Me too.:scratchhead: I've always known he's got confrontation issues, but never, in a million years, did I expect him to leave me to face something like this alone. I don't like confrontation either, but I handle it when it finds me. I'm pretty much floored by this whole thing.


----------



## TheLoveGuru's

The only way that you can respect him, is to respect him. Respect him just as he is. Know that this is the type of person that he is, and this is the way that he will be in the future. We agree, it would be nice to have had him there, but he just isn't the type to deal with it, thats all. He's different.


----------



## TheLoveGuru's

Once you accept this, accept him, you will know exactly where to take things from there. If its to another home, if its to counseling, or if its nowhere... Realize there is nothing wrong with what he did. He was just being him; as upsetting as that may be. He has his reasons.


----------



## sixtieschic

TheLoveGuru's said:


> Once you accept this, accept him, you will know exactly where to take things from there. If its to another home, if its to counseling, or if its nowhere... Realize there is nothing wrong with what he did. He was just being him; as upsetting as that may be. He has his reasons.


Thank you. That's kind of where I'm at right now -- working on acceptance and figuring out where that's going to lead us ... or perhaps just me.


----------



## loveandmarriage

sixtieschic said:


> ..... I know I hurt his feelings the other day. No man wants his wife to call him a coward. But that's about the only thing I can say right now so I'm not saying anything. ....


When you called him a coward, how did he respond?


----------



## sixtieschic

He responded by saying "You know I don't like confrontation." We haven't really spoken since, other than "excuse me"'s etc. 

I don't like confrontation either.


----------



## GAsoccerman

Hmmm sorry just catching up here...

May I ask, what is the issue with the neighbor? Why did he threaten you? and have you called the police and set up a restraining order against the neighbor?

Some people are not confrontational, I bet you are though, sounding like you had numerous issues with Numerous people, which is not a bad thing, you just stand up for what you beilieve in.
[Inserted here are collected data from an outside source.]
PR #9159, opened 2026-08-01
fix(protobuf): preserve map key/value type qualification in toDescriptor

krickert:
## The bug

`FileDescriptorUtils.toDynamicMessage` expands `map<K, V>` fields into the synthetic entry message using `ProtoType.getSimpleName()` for the key and value types. That turns `map<string, google.protobuf.Value>` into a value field of bare type `Value`, which fails descriptor validation with `'"Value" is not defined'` for any value type outside the entry's own resolution scope: cross-package types, and nested types like `Outer.Inner`.

## Why it surfaced now

This path went largely unexercised while `fileDescriptorToProtoFile` emitted maps as pre-expanded synthetic entries with fully qualified type names. Since #8771 switched emission to real `map<K, V>` syntax with relative type names (matching protoc's canonical form), every schema registered through the protobuf serde that contains such a map can no longer be read back by a client:

1. `toDescriptor` throws `IllegalStateException` wrapping `'"Value" is not defined'`
2. `ProtobufSchemaParser` falls back to `protoFileToFileDescriptor(fileElem)`, which parses without the resolved references
3. the parse dies with `unable to find <first import>` even though the caller had already resolved that import

Canonical protoc text always used map syntax, so schemas registered by non-Apicurio producers hit the same failure on earlier releases too.

Reproduced against a production schema closure (8 artifacts, registered and re-resolved through `ProtobufSchemaParser` exactly as `AbstractSchemaResolver.resolveReferences` does): fails on 3.3.1, round-trips cleanly with this fix.

## The fix

Build the entry's key and value fields from `ProtoType.toString()`, which preserves the qualification exactly as declared. Two lines.

## Tests

- `toDescriptor` with cross-package (`google.protobuf.Value`), nested (`Outer.Inner`), and cross-file dependency value types
- the full descriptor to text to descriptor round trip (`fileDescriptorToProtoFile` then `toDescriptor`)
- a serde-level `ProtobufSchemaParser.parseSchema` case with resolved references

All five fail without the fix; `protobuf-schema-utilities` (65) and the serde chain (`schema-resolver` 54, `serde-common` 31, `serde-common-protobuf` 24) are green with it.

## Note on a second latent issue

The fallback in step 2 above discards the caller's resolved references, so ANY `toDescriptor` failure on a schema with non-well-known imports becomes an unresolvable-import error. With this fix that path is no longer reachable for map schemas, but the fallback remains reference-blind; happy to file that separately if useful.


utils/protobuf-schema-utilities/src/main/java/io/apicurio/registry/utils/protobuf/schema/FileDescriptorUtils.java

I am allot like you, I am balls to the wall ready to dig in to a good fight, My wife is allot like your husband, no confrontation at all, she won't even return something to the store, I have to do it. She won't argue with me, she would rather crawl down a hole and hide until I am no longer mad. 

it is just who they are, sometimes it drives me nuts as well, becuase she is also no social, she rather be by herself then with other people.

Luckily for me that she is the woman and I am the man, so we fit well together in that way.

You are probably the Alpha leader of the family, thus the confrontaions with other women.

It is just how is programed mentally. Maybe some counseling would help him, but I doubt it.

Your Husband may be a wuss, but your Neighbor is a Di** for threatening a woman, No real man would ever threaten a woman.


----------



## sixtieschic

Hehe, I don't know where you are getting "confrontations with other women" from. I am a pretty non-confrontational person myself. I don't like to not get along with people. I pretty much fall over myself to get along. I find arguing a huge waste of time.

Maybe you're talking about hub's mother and hub's friend's wife? These weren't confrontations either. They just pretty much picked on me and I took it, all the while p*ssed at hub because he let them pick on me. 

Anyhow, the neighbor thing is about their dog, a pitbull, who kept coming into our yard and attacking my dogs, chihuahuas. If this dog get ahold of one of my dogs it will be a bloodbath. 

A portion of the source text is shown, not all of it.